- WORK TASK -
From the top of the entries below through the line containing "and the board's", return every line exactly as written, please, and stop there.

- RECORDS PROVIDED -
PR #598, opened 2026-08-05
Drop PBVA's p4Temp, which reads the grill setpoint's bytes

trailro:
PBVA's temperature routine reads `p4Temp` and `grillSetTemp` from the same offset — bytes 14–16 of the FE0C frame:

```js
p4Temp: convertTemperature(parts, 14),
grillSetTemp: convertTemperature(parts, 14),
```

and the board's models (PBV30DS/PBV30DX) carry two meat probes, so `p4Temp` is not a probe at all: it reports the grill setpoint as a probe reading. The routine's Celsius conversion block also skips it, so on a Celsius grill the bogus value additionally stays in Fahrenheit next to a converted `grillSetTemp` — #593's class of gap, on a field that shouldn't exist in the first place.

The fix drops the field after parsing via `DROPPED_TEMPERATURE_FIELDS`, the same way LBL/LFS handle their aliased `smokerActTemp`, keeping the vendor routine byte-identical to `grills.json`. The status routine needs nothing: its whole temperature block is commented out, so it already emits no `p4Temp`.

Found by sweeping every board's routines with synthesized frames rather than the three boards named in the original report. Two reasons it survived #593:

- PBVA's models are in `UNSUPPORTED_MODELS`, so `all_variants()` never visits this board — no exhaustive test ever parsed its frames.
- The per-variant temperature tests carried a `p4Temp`/`smokerActTemp` tolerance ("Some grills don't convert these fields for some reason") that skipped exactly this class of mismatch. Every board those tests visit now converts correctly, so this PR also removes the tolerance in both tests — it's what kept the gap invisible.

The regression test goes through `get_grill("PBV30DS")`, the only path that reaches an unsupported board, and asserts the field is gone in both units while `grillSetTemp` still converts through the board's own `ftocSet` table (250 °F → 120 °C).

`uv run pytest` (914 passed), `ruff check`, `ruff format --check`, `mypy` all clean.

### DIFF
--- a/pytboss/grills.py
+++ b/pytboss/grills.py
@@ -91,6 +91,14 @@ DROPPED_STATUS_FIELDS = {
 DROPPED_TEMPERATURE_FIELDS = {
     "LBL": frozenset({"smokerActTemp"}),
     "LFS": frozenset({"smokerActTemp"}),
+    # PBVA's p4Temp reads no bytes of its own either: it duplicates
+    # grillSetTemp's offset in the FE0C frame, on a board whose models carry
+    # two meat probes -- so it reports the grill setpoint as a probe reading.
+    # The routine's conversion block also skips it, so on a Celsius grill the
+    # bogus reading additionally stays in Fahrenheit. Its status routine
+    # already emits no p4Temp (the whole temperature block there is commented
+    # out).
+    "PBVA": frozenset({"p4Temp"}),
 }
 
 # Fields these boards' temperature routine populates but forgets to run
--- a/tests/test_grills.py
+++ b/tests/test_grills.py
@@ -254,13 +254,7 @@ class TestGetGrills:
                 temp = want[key]
                 if js.converts_to_celsius():
                     temp = f_to_c(want[key])
-                try:
-                    assert status[key] == temp, f"{key}: {status[key]} != {temp}"  # type: ignore[literal-required]
-                except AssertionError:
-                    if key in ("p4Temp", "smokerActTemp"):
-                        # Some grills don't convert these fields for some reason.
-                        continue
-                    raise
+                assert status[key] == temp, f"{key}: {status[key]} != {temp}"  # type: ignore[literal-required]
 
     @pytest.mark.parametrize("grill", all_variants(), ids=idfn)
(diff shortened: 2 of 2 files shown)


dknowles2:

- ANSWER -
PR #598, opened 2026-08-05
Drop PBVA's p4Temp, which reads the grill setpoint's bytes

trailro:
PBVA's temperature routine reads `p4Temp` and `grillSetTemp` from the same offset — bytes 14–16 of the FE0C frame:

```js
p4Temp: convertTemperature(parts, 14),
grillSetTemp: convertTemperature(parts, 14),
```

and the board's models (PBV30DS/PBV30DX) carry two meat probes, so `p4Temp` is not a probe at all: it reports the grill setpoint as a probe reading. The routine's Celsius conversion block also skips it, so on a Celsius grill the bogus value additionally stays in Fahrenheit next to a converted `grillSetTemp` — #593's class of gap, on a field that shouldn't exist in the first place.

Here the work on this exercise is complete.